You can, however, play the “What-Ifs”. Use forecasting to prepare for what may happen. The paradox of choice: the more choices you make, the poorer your decision will be. You may not even be able to make the decision. The power of identity; be rooted in something that will last while enjoying your growth journey at the same time. The power of regrets: if you reflect on your worst, you will be motivated to unleash your best. The principle of contrast: you can easily lose perspective.

Compare it with something worse. This principle of contrast is useful when changing perspective, explaining value or negotiating fees. The progress principle: small progress can significantly make your day. Perfection is not what matters, progress is. The “Good Life” secret: learn to allocate more time to your values. Ask yourself how you can do more of the things you love at work. The two happiness questions: “How happy are you with your life?” and “How happy are you?”. 

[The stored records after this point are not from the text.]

Issue #3992, opened 2021-04-19
Admin->Workspace Search should be able to search based on workspace names/IDs


meysholdt:
Today we can search based on context URL.

However, in support requests and log messages we often don't get that information. 

It would be awesome if the search could find the workspaces based on basically any unique identifier:
* workspaces name (e.g "pink-teddybear-1245") aka workspace-ID
* instance-UUID

mads-hartmann:
I'll be looking into this as an onboarding ticket over the next couple of days :)

mads-hartmann:
When this is done we should also update the NodeFilesystemAlmostOutOfSpace runbook

JanKoehnlein:
Is that ready for a PR?

mads-hartmann:
@JanKoehnlein I have an open PR here https://github.com/gitpod-io/gitpod/pull/4111 but it's missing a review ☺️

PR #4120, opened 2021-04-30
Add tests for findAllWorkspaceAndInstances

mads-hartmann:
While working on https://github.com/gitpod-io/gitpod/issues/3992 I was trying to add a few DB tests. 

Before making changes to the code I wanted to create a basic test for the existing functionality, but unfortunately the test failed with a rather obscure error message

```
Cannot read property 'databaseName' of undefined
```

Turns out that TypeORM column names are case sensitive when used for ordering. In this case we used contextUrl and it should have been contextURL.

While column names in mysql are case insensitive I also fixed one other occurrence of contextUrl even though it is not necessary; but using the column names makes it easier to find when searching for references etc.

I also added a launch configuration for executing the db tests with the debugger enabled so you can step through them.

### DIFF
--- a/.vscode/launch.json
+++ b/.vscode/launch.json
@@ -19,6 +19,21 @@
             "request": "attach",
             "port": 32991,
             "mode": "remote"
+        },
+        {
+            // This will run the db-test yarn target in the gitpod-db component.
+            // This allows you to set breakpoints in your tests and step through
+            // them with the VSCode debugger.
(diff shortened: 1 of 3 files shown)


geropl (approved):
Nice find, thx for digging in and fixing it.

In general we could think about using `Object.keys` to be sure we use the exact same field name. But that's Out of scope for this PR I think.

PR #4141, opened 2021-05-04
Add telemetry to help debug workspace start failures

mads-hartmann:
As part for https://github.com/gitpod-io/observability/issues/90 I'm writing a runbook for an SLO-based alert for workspace start failures.

I believe it would be useful to be able to get a log line whenever we increment `gitpod_ws_manager_workspace_stops_total{reason="failed"}` with more context that might help shed some light on why workspaces are failing to start.


mads-hartmann:
We decided to approach this differently so I'm closing this.

PR #4147, opened 2021-05-05
Add Segment support

csweichel:
We've predominantly relied on the database to understand how Gitpod is used. This approach has hit it's limits, hence we're looking to introduce something like segment to help with this matter.

### DIFF
--- a/components/gitpod-protocol/src/util/analytics.ts
+++ b/components/gitpod-protocol/src/util/analytics.ts
@@ -1,0 +1,84 @@
+/**
+ * Copyright (c) 2021 Gitpod GmbH. All rights reserved.
+ * Licensed under the GNU Affero General Public License (AGPL).
+ * See License-AGPL.txt in the project root for license information.
+ */
+
+import Analytics = require("analytics-node");
+import { log } from './logging';
+
+export const IAnalyticsWriter = Symbol("IAnalyticsWriter");
+
+type Identity =
+    | { userId: string | number }
+    | { userId?: string | number; anonymousId: string | number };
+
+interface Message {
+    messageId?: string;
+}
+
+export type IdentifyMessage = Message & Identity & {
+    traits?: any;
+    timestamp?: Date;
+    context?: any;
+};
+
+export type TrackMessage = Message & Identity & {
+    event: string;
+    properties?: any;
+    timestamp?: Date;
+    context?: any;
+};
+
+export function newAnalyticsWriterFromEnv(): IAnalyticsWriter {
+    switch (process.env.ANALYTICS_WRITER) {
+        case "segment":
+            return new SegmentAnalyticsWriter(process.env.SEGMENT_WRITE_KEY || "");
+        case "log":
+            return new LogAnalyticsWriter();
+        default:
+            return new NoAnalyticsWriter();
+    }
+}
+
+export interface IAnalyticsWriter {
+
+    identify(msg: IdentifyMessage): void;
+
+    track(msg: TrackMessage): void;
+
+}
+
+class SegmentAnalyticsWriter implements IAnalyticsWriter {
+    
+    protected readonly analytics: Analytics;
+
+    constructor(writeKey: string) {
+        this.analytics = new Analytics(writeKey);
+    }
+
+    identify(msg: IdentifyMessage) {
+        this.analytics.identify(msg);
+    }
+
+    track(msg: TrackMessage) {
+        this.analytics.track(msg);
+    }
+
+}
+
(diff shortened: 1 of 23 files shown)


components/workspacekit/cmd/rings.go
```diff
@@ -569,7 +569,7 @@ var ring2Cmd = &cobra.Command{
 			return
 		}
 
-		err = unix.Exec(ring2Opts.SupervisorPath, []string{"supervisor", "run", "--inns"}, os.Environ())
+		err = unix.Exec(ring2Opts.SupervisorPath, []string{"supervisor", "run"}, os.Environ())
```
AlexTugarev, line 572: what did `inns` mean? related to the namespace clean up ☝🏻 ?

components/supervisor/pkg/supervisor/supervisor.go
```diff
@@ -238,10 +235,6 @@ func Run(options ...RunOption) {
 	ideWG.Wait()
 	terminateChildProcesses()
 
-	if !opts.InNamespace {
```
AlexTugarev, line 241: clean up?

components/supervisor/cmd/run.go
```diff
@@ -11,30 +11,16 @@ import (
...
-
-		supervisor.Run(opts...)
+		supervisor.Run()
 	},
 }
 
 func init() {
 	rootCmd.AddCommand(runCmd)
-
-	runCmd.Flags().BoolVar(&runCmdOpts.InNamespace, "inns", false, "disables teardown canary.")
```
AlexTugarev, line 39: I see

components/server/src/workspace/workspace-starter.ts
```diff
@@ -171,6 +173,17 @@ export class WorkspaceStarter {
             const resp = (await manager.startWorkspace({ span }, startRequest)).toObject();
             span.log({ "resp": resp });
 
+            this.analytics.track({ 
+                userId: user.id, 
+                event: "workspace-started",
```
AlexTugarev, line 178: a definition of constants for event names would make sense, or not? at least to see the names being aligned.

components/server/src/user/user-controller.ts
```diff
@@ -509,6 +511,7 @@ export class UserController {
 
         await this.userService.updateUserEnvVarsOnLogin(user, envVars);
         await this.userService.acceptCurrentTerms(user);
+        this.analytics.identify({ anonymousId: req.sessionID || "unknown", userId: user.id, });
```
AlexTugarev, line 514: it would make sense to move it to `LoginCompletionHandler.complete`, which makes me think of the `request.login` call and if there is a chance to read the session id afterwards. 

L514 might already have a non-null req.sessionID, but this might change with `request.login`

components/gitpod-protocol/src/util/analytics.ts
```diff
@@ -0,0 +1,84 @@
...
+ * See License-AGPL.txt in the project root for license information.
+ */
+
+import Analytics = require("analytics-node");
+import { log } from './logging';
+
+export const IAnalyticsWriter = Symbol("IAnalyticsWriter");
+
+type Identity =
+    | { userId: string | number }
```
AlexTugarev, line 13: why number?
why not `{ user?: { id: string }}` and handle the plumbing internally, so we save the `userId: user?.id || ""`

components/gitpod-protocol/src/util/analytics.ts
```diff
@@ -0,0 +1,84 @@
...
+    traits?: any;
+    timestamp?: Date;
+    context?: any;
+};
+
+export type TrackMessage = Message & Identity & {
+    event: string;
+    properties?: any;
+    timestamp?: Date;
+    context?: any;
```
AlexTugarev, line 30: what is the context for?

csweichel: see https://segment.com/docs/connections/spec/common/ (search for context)

components/gitpod-protocol/src/util/analytics.ts
csweichel: to make this shape match segment

components/server/src/workspace/workspace-starter.ts
csweichel: dunno. I could also imagine those names being generated in some cases.

AlexTugarev (approved):
LGTM!
Just keep in mind to move the `.identify` call into the completion handler, see https://github.com/gitpod-io/gitpod/pull/4147#discussion_r626443950

Issue #4106, opened 2021-04-29
ws-manager has slow but steady memory leak


meysholdt:
![image](https://user-images.githubusercontent.com/239422/116526273-b734ea00-a8d9-11eb-8cc9-25b0f4cd1b68.png)

Todo: Wait a few days until more memory has leaked and do `pprof` to find out more details about the leak.

meysholdt:
log entry of [kubelet evicting ws-manager](https://console.cloud.google.com/logs/query;cursorTimestamp=2021-04-29T08:20:01Z;query=%22ws-manager%22%0A%22kubelet%22%0Aseverity%20%3E%20INFO%0Atimestamp%3D%222021-04-29T08:20:01Z%22%0AinsertId%3D%22g3rqntg6cg7dj8%22?project=gitpod-191109)

JanKoehnlein:
Do we have a strategy how to proceed on this issue?

aledbf:
@JanKoehnlein test https://github.com/gitpod-io/gitpod/issues/4106 in the next deployment

aledbf:
Closing. The last deployment with #4384 fixed the issue.

![Screenshot from 2021-06-06 14-22-38](https://user-images.githubusercontent.com/161571/120935890-e3126f00-c6d2-11eb-8e11-c7a47b205369.png)

JanKoehnlein:
Thanks @aledbf !

PR #4149, opened 2021-05-05
Update jaeger and opentracing dependency

aledbf:
Update jaeger client library from [v2.16.0](https://github.com/jaegertracing/jaeger-client-go/releases/tag/v2.16.0) (released in March 2019) to latest version.


aledbf:
The update goal is to remove a memory leak reported in https://github.com/gitpod-io/gitpod/issues/4106

csweichel (approved):

PR #4150, opened 2021-05-05
Update golangci-lint

aledbf:


csweichel (approved):
LGTM

components/docker-up/docker-up/main.go
```diff
@@ -343,7 +344,7 @@ func installDocker() error {
 
 			file.Close()
 		}
-
+		//nolint:errcheck
```
csweichel, line 347: is `errcheck` part of another linter - asking because it's disabled in the workspace config

aledbf: latest golangci-lint version is more strict. That's why I had to add [more exceptions ](https://github.com/gitpod-io/gitpod/pull/4150/files#diff-44586d99da6cd7df4d771c897f236269d1bca6f4c7d455c06698f8daacf0e40aR11)
The goal is to enable this again, but we need to fix all the issues. In some cases, we need to exclude the linter or refactor, for instance, all the defer chat close something.

csweichel (approved):
LGTM (please squash before merging)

Thoughts that work for you: think thoughts that will serve you better. “To-Date” vs. “To-Go”: if you commit yourself to a goal, you will focus on what is left (and will be more motivated). If you are not that committed, you will concentrate on how much you have accomplished. Important vs Urgent: you will achieve your long-term goals if you spend time on the important but non-urgent matters. Befriend stress: anxiety is a cognitive response while stress is a fight-or-flight response. Stress can be useful while performing physical tasks or simple tasks. Willpower is like a muscle: you can strengthen willpower through practice, just like a muscle.

Know that you can also fatigue it; it is limited. Yerkes-Dodson human performance curve: do not stress yourself beyond your capacity. You will start producing less with more effort. You are the company you keep; friends can help you grow or hold you back. They will influence your actions, emotions, attitude, and thoughts. Your strengths facilitate your growth: focus on your strengths if you want to accelerate your success.  Thoughts shape feelings: shift your focus to change your feelings.  Zeigarnik effect: to overcome procrastination, convince yourself to do something for “just a few minutes”. You will be motivated to finish what you have already begun.